Overcoming Anxiety

May 15, 2012
By , brooklyn, NY
“Sorry, I’m having an anxiety attack, could you give me a minute?” Try uttering those words in front of a crowd of peers during an episode. What seems to be almost impossible, saved me from what could have been catastrophic. I would avoid crowded places, so logically school time would be absolute torture. In an idealistic world, I would be allowed to stay home with a collection of cats and only face others to receive packages in the mail. Don’t get me wrong, I don’t hate people, nor do I have such severe social anxiety disorder.

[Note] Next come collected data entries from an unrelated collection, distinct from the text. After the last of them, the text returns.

PR #496, opened 2023-08-03
Color log messages based on component.

mwhittaker:
Before this PR, log messages were printed white. This PR changes them to show in the same color as the component. I think this makes the logs look uglier, but it is useful to be able to visually track the logs from a particular weavelet or component.

| Before | After |
| - | - |
| dimmed | colored |

### DIFF
--- a/runtime/logging/pretty.go
+++ b/runtime/logging/pretty.go
@@ -175,7 +175,7 @@ func (pp *PrettyPrinter) Format(e *protos.LogEntry) string {
 
 	// Write the message.
 	pp.b.WriteString("] ")
-	pp.b.WriteString(pp.colorize(levelColor, e.Msg))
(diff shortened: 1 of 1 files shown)


runtime/logging/pretty.go
```diff
@@ -175,7 +175,7 @@ func (pp *PrettyPrinter) Format(e *protos.LogEntry) string {
 
 	// Write the message.
 	pp.b.WriteString("] ")
-	pp.b.WriteString(pp.colorize(levelColor, e.Msg))
+	pp.b.WriteString(pp.colorize(colors.ColorHash(e.Node), e.Msg))
```
spetrovic77, line 178: As we discussed offline, let's make the color be component-based.

spetrovic77 (approved):

PR #498, opened 2023-08-03
Avoid using connections until they are healthy.

ghemawat:
* Change Balancer to track the set of healthy connections.
* Added state machine to clientConnection.
* Create clientConnection as soon as a resolver returns an address.
* Do version handshake on connection before adding it to the balancer.
* Removed CallOptions.Balancer (call.Connection now has one balancer).
* Dropped unused Sharded balancer.
* Dropped some obsolete tests.
* Tweaked some tests to account for changed behavior.
* Added deadlines to some tests to make them behave better when things hang due to a bug.
* Undid earlier bad renaming of object to component.
* Split a large test into multiple tests.

### DIFF
--- a/internal/net/call/balancer.go
+++ b/internal/net/call/balancer.go
@@ -14,63 +14,54 @@
 
 package call
 
-import (
-	"fmt"
-	"math/rand"
-)
+// ReplicaConnection is a connection to a single replica. A single Connection
+// may consist of many ReplicaConnections (typically one per replica).
+type ReplicaConnection interface {
+	// Address returns the name of the endpoint to which the ReplicaConnection
+	// is connected.
+	Address() string
+}
 
-// A Balancer picks the endpoint to which which an RPC client performs a call. A
-// Balancer should only be used by a single goroutine.
+// Balancer manages a set of ReplicaConnections and picks one of them per
+// call. A Balancer should only be used by a single goroutine.
 //
 // TODO(mwhittaker): Right now, balancers have no load information about
 // endpoints. In the short term, we can at least add information about the
 // number of pending requests for every endpoint.
-//
-// TODO(mwhittaker): Right now, we pass a balancer the set of all endpoints. We
-// instead probably want to pass it only the endpoints for which we have a
-// connection. This means we may have to form connections more eagerly.
-//
-// TODO(mwhittaker): We may want to guarantee that Update() is never called
-// with an empty list of addresses. If we don't have addresses, then we don't
-// need to do balancing.
 type Balancer interface {
-	// Update updates the current set of endpoints from which the Balancer can
-	// pick. Before Update is called for the first time, the set of endpoints
-	// is empty.
-	Update(endpoints []Endpoint)
+	// Add adds a ReplicaConnection to the set of connections.
+	Add(ReplicaConnection)
 
-	// Pick picks an endpoint. Pick is guaranteed to return an endpoint that
-	// was passed to the most recent call of Update. If there are no endpoints,
-	// then Pick returns an error that includes Unreachable.
-	Pick(CallOptions) (Endpoint, error)
+	// Remove removes a ReplicaConnection from the set of connections.
+	Remove(ReplicaConnection)
+
+	// Pick picks a ReplicaConnection from the set of connections.
+	// Pick returns _,false if no connections are available.
+	Pick(CallOptions) (ReplicaConnection, bool)
 }
 
 // balancerFuncImpl is the implementation of the "functional" balancer
 // returned by BalancerFunc.
 type balancerFuncImpl struct {
-	endpoints []Endpoint
-	pick      func([]Endpoint, CallOptions) (Endpoint, error)
+	connList
+	pick func([]ReplicaConnection, CallOptions) (ReplicaConnection, bool)
 }
 
 var _ Balancer = &balancerFuncImpl{}
 
-// BalancerFunc returns a stateless, purely functional load balancer that uses
-// the provided picking function.
-func BalancerFunc(pick func([]Endpoint, CallOptions) (Endpoint, error)) Balancer {
+// BalancerFunc returns a stateless, purely functional load balancer that calls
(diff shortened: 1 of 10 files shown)


internal/net/call/call.go
```diff
@@ -43,14 +43,14 @@ package call
...
 // When the client wants to send an RPC, it selects one of its server
-// connections to use, creates a call component, assigns it a new request-id, and
-// registers the components in a map in the connection. It then sends a request
-// message over the connection and waits for the call component to be marked as
+// connections to use, creates a call object, assigns it a new request-id, and
+// registers the object in a map in the connection. It then sends a request
+// message over the connection and waits for the call object to be marked as
 // done.
 //
 // When the response arrives, it is picked up by readResponses().
```
mwhittaker, line 51: I think some of the comments on `readResponses()` are stale now.

internal/net/call/call.go
```diff
@@ -454,198 +480,276 @@ func (rc *reconnectingConnection) watchResolver(ctx context.Context, version *Ve
...
-		cbuf:     bufio.NewReader(nc),
-		mu:       &rc.mu,
-		version:  initialVersion, // Updated when we hear from server
-		calls:    map[uint64]*call{},
-		lastID:   0,
+	switch c.state {
+	case checking, idle, active:
+		c.setState(disconnected)
+	case draining:
+		c.setState(missing)
```
mwhittaker, line 623: Could you elaborate on why draining goes to missing instead of disconnected?

internal/weaver/routing.go
```diff
@@ -28,22 +28,44 @@ import (
...
+		conns:     map[string]call.ReplicaConnection{},
+	}
 }
 
-// Update implements the call.Balancer interface.
-func (rb *routingBalancer) Update(endpoints []call.Endpoint) {
-	rb.balancer.Update(endpoints)
+// Add adds c to the set of connections we are balancing across.
+func (rb *routingBalancer) Add(c call.ReplicaConnection) {
+	rb.balancer.Add(c)
```
mwhittaker, line 55: I don't think RoundRobin balancers are thread safe. Should we do this with `rb.mu` held as well?

internal/weaver/routing.go
```diff
@@ -28,22 +28,44 @@ import (
...
+
+	rb.mu.Lock()
+	defer rb.mu.Unlock()
+	rb.conns[c.Address()] = c
+}
+
+// Remove removes c from the set of connections we are balancing across.
+func (rb *routingBalancer) Remove(c call.ReplicaConnection) {
+	rb.balancer.Remove(c)
```
mwhittaker, line 64: Same as above, should we do this with `rb.mu` held?

mwhittaker (approved):
Very readable for such a complex change!

internal/net/call/call.go
```diff
@@ -454,198 +480,276 @@ func (rc *reconnectingConnection) watchResolver(ctx context.Context, version *Ve
...
-	if rc.closed {
-		return nil, fmt.Errorf("Call on closed Connection")
+// State transition actions: all of these are called with rc.mu held.
+
+func (c *clientConnection) register() {
+	switch c.state {
+	case missing:
+		c.setState(disconnected)
+	case draining:
+		c.setState(active)
```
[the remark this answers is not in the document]
ghemawat: Good catch. Fixed.

internal/net/call/call.go
ghemawat: Thanks for catching that.

internal/net/call/call.go
```diff
@@ -129,33 +115,79 @@ type reconnectingConnection struct {
...
+	mu     sync.Mutex
+	conns  map[string]*clientConnection
+	closed bool
 
 	resolver       Resolver
 	cancelResolver func()         // cancels the watchResolver goroutine
 	resolverDone   sync.WaitGroup // used to wait for watchResolver to finish
 }
 
+// connState is the state of a clientConnection (connection to a particular
```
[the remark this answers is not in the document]
ghemawat: It was very helpful when I was trying to understand what I was doing. And I like the ability to isolate all the state transitions in one place (setState).

internal/weaver/routing.go
ghemawat: I think this might be okay?

Balancer requires external synchronization. (It is protected by rc.mu in call.go.) The comment in balancer.go isn't great though; I will improve it.

routingBalancer.update() provides a path where rc.mu is not held, but that state is guarded by routingBalancer.mu and does not touch the balancer part.

internal/net/call/call.go
ghemawat: My initial reasoning was as follows: for some reason the server just transiently dropped out of the resolver results. Since the connection is still around in draining mode, it should be fine to just mark it as non-drained and continue using it.

Though I am now a bit worried about a quick server restart. The old draining connection might be pointing at a dead server incarnation, so maybe we should not try to send new requests on that. Though even that will be just a partial fix since the resolver might have missed the quick restart and we would never get into a draining state. I think the right fix might be to include an incarnation number in the assignment and use the <endpoint,incarnation> pair as the key?

For now, I added a comment saying we are intentionally reusing the old connection since it is still around.

internal/weaver/routing.go
ghemawat: Ditto.

internal/net/call/balancer.go
```diff
@@ -80,37 +71,35 @@ func RoundRobin() *roundRobin {
...
+}
+
+func (cl *connList) Remove(c ReplicaConnection) {
+	for i, elem := range cl.list {
+		if elem != c {
+			continue
 		}
-		return endpoints[opts.ShardKey%uint64(n)], nil
-	})
+		// Replace removed entry with last entry.
```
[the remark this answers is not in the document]
ghemawat: Common idiom from my Clu days.

ghemawat (commented):
Thanks!

PR #499, opened 2023-08-04
Improve call.go logging and errors.

ghemawat:
* Pass appropriate details to endCalls for better call failure errors.
* Drop connection and balancer addresses from log messages. These were intended to be temporary debugging aids.


mwhittaker (approved):
Nice!

PR #500, opened 2023-08-04
Validate registrations when app is launched.

mwhittaker:
This PR introduces a `validateRegistrations` function that checks the validity of component registrations. For now, it simply checks that every `weaver.Ref[T]` field refers to a registered component interface `T`. This mistake is actually quite common, when you add a component and forget to run `weaver generate`.

Before this PR, if a non-main component had a `weaver.Ref[T]` to an unregistered component, the app would run but silently not work. With this change, all weavelets will imediately crash, and for `go run .` and `weaver multi deploy`, the app will terminate immediately with a helpful error message:

```shell
$ weaver multi deploy weaver.toml
start main process: NewEnvelope: connect to weavelet: read protobuf
length: EOF
-----BEGIN STDERR-----
2023/08/04 13:31:50 component implementation struct main.odd has field
weaver.Ref[main.this_is_not_a_registered_component], but component
main.this_is_not_a_registered_component was not registered; maybe you
forgot to run 'weaver generate'

-----END STDERR-----
exit status 1
```

## Alternatives

Srdjan had a great idea of checking the validity of `weaver.Ref[T]`s at compile time, but I couldn't think of any way to do that. If we do think of something, we should switch to it.

I did have one idea that turned out to be terrible. We could require users to embed a special `weaver.Interface` interace into their component interfaces:

```go
// In weaver package.
type Interface interface { isComponentInterface() }
type Ref[T Interface] struct { ... }
type Implements[T Interface] struct { ... }
func (Implements[T]) isComponentInterface()

// In user's code.
type ExampleComponent {
    weaver.Interface
    Foo(context.Context) error
}
```

This is not only ugly and super janky, it also doesn't work. It checks that a `weaver.Ref[T]` refers to a component interface `T`, but it doesn't check that `T` was actually registered.

### DIFF
--- a/validate.go
+++ b/validate.go
@@ -1,0 +1,59 @@
+// Copyright 2023 Google LLC
+//
+// Licensed under the Apache License, Version 2.0 (the "License");
+// you may not use this file except in compliance with the License.
+// You may obtain a copy of the License at
+//
+//      http://www.apache.org/licenses/LICENSE-2.0
+//
+// Unless required by applicable law or agreed to in writing, software
+// distributed under the License is distributed on an "AS IS" BASIS,
+// WITHOUT WARRANTIES OR CONDITIONS OF ANY KIND, either express or implied.
+// See the License for the specific language governing permissions and
+// limitations under the License.
+
+package weaver
+
+import (
+	"errors"
+	"fmt"
+	"reflect"
+
+	"github.com/ServiceWeaver/weaver/internal/reflection"
+	"github.com/ServiceWeaver/weaver/runtime/codegen"
+)
+
+// validateRegistrations validates the provided registrations, returning an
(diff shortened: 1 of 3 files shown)


validate.go
```diff
@@ -0,0 +1,59 @@
...
+import (
+	"errors"
+	"fmt"
+	"reflect"
+
+	"github.com/ServiceWeaver/weaver/internal/reflection"
+	"github.com/ServiceWeaver/weaver/runtime/codegen"
+)
+
+// validateRegistrations validates the provided registrations, returning an
```
spetrovic77, line 26: nit: s/an/a/

spetrovic77 (approved):
Very nice!

PR #516, opened 2023-08-11
Use new slog, slices, maps packages in Go 1.21.

mwhittaker:
Go 1.21 was just released. This PR replaces our use of exp/slog, exp/slices, and exp/maps with the new log/slog, slices, and maps packages in the standard library.


mwhittaker:
Oops, this makes us incompatible with Go 1.20. I'll abandon the change.

PR #520, opened 2023-08-11
Switch to Go 1.21.

ghemawat:
* Use the standard library slog, maps, and slices packages.
* Use sync.OnceValue instead of hand-rolling our own wrapper.


mwhittaker (approved):
Nice! Did you want to update `exp/maps` to `maps` as well? And do you mind updating the "Installation" section of `website/docs.md` to say that we require 1.21 instead of 1.20?

ghemawat:
> Nice! Did you want to update `exp/maps` to `maps` as well?

Can't. We need maps.Keys and maps.Values which don't seem to have made it into the standard library.

> And do you mind updating the "Installation" section of `website/docs.md` to say that we require 1.21 instead of 1.20?

Done.

PR #522, opened 2023-08-11
Removed Pid field from WeaveletInfo proto.

mwhittaker:
This PR removes the mostly unused Pid field from the WeaveletInfo proto. The field is unnecessary, as an envelope already knows the pid of the weavelet its running.


rgrandl (approved):
Nice! Glad to see code being deleted

PR #526, opened 2023-08-14
Replaced InternalPort with InternalAddress.

mwhittaker:
Recall that a weavelet listens on an internal listener to serve remote procedure calls from other weavelets. This PR simplifies how a weavelet picks the address for this internal listener.

Previously, the address was dictated by two fields inside `EnvelopeInfo`: `SingleMachine` and `InternalPort`. The weavelet would listen on `$HOSTNAME:InternalPort` if `SingleMachine` was false and `localhost:InternalPort` otherwise.

This PR removes the `SingleMachine` field and replaces `InternalPort` with `InternalAddress`. A weavelet listens on the `InternalAddress` provided by the envelope.


rgrandl (approved):
Nice simplification! That SingleMachine param was really annoying.

PR #528, opened 2023-08-15
Added unit tests for remote weavelet.

mwhittaker:
This PR adds unit tests for the remote weavelet. Specifically, it tests that the weavelet still operates correctly even when some of its interactions with the envelope fail. For example, the weavelet should retry failed ActivateComponent calls. A handful of the tests are currently failing because of "bugs" in the remote weavelet. I skipped the tests for now and will try to fix the bugs in future PRs.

But moments do tend to occur when my anxiety gets bad. Moments when my voice get shaky, my palms sweat up, and I'm lost for both words and air. A week ago I was forced to face a large amount of kids during this horrendous time of the day, more formally known as lunch time. Close friends invited me to sit with them, I agreed, already predicting what horrible outcomes may surface. I sat down quietly, not saying a word since I wasn’t familiar with much of the people around me. They begin including me in their conversation and a storm of panic took over my mind. They kept on talking. Everything was so fast paced and all of a sudden a girl is shoved into me. “I’m so sorry, my bad!” she said, as she laughingly walked away with her friends. Another student seems to be laughing hysterically several tables away. How am I aware of all of this? How is everything going so fast paced yet I am still over analyzing details that happened minutes ago? Whats going on, why are they laughing? Am I part of this discussion? Are they talking about me? Why can’t I hear them? I suddenly realize my thoughts are covering the sound of the cafeteria. My friend taps me on the shoulder with an uncomprehending browed expression. I feel sick to my stomach as I finally force myself to announce that I am having an anxiety attack. Blank expressions then grow to comfort me. See afterwards, I was aware that my only option at that moment was the proper thing to do. Not everyone will be as accepting as my friends were, no. But opening yourself up to others and letting your anxiety be real, that’s the first step to getting over it. No amount of pills and therapy will be the equivalent of having real people in your life get what you are going through and help you with it.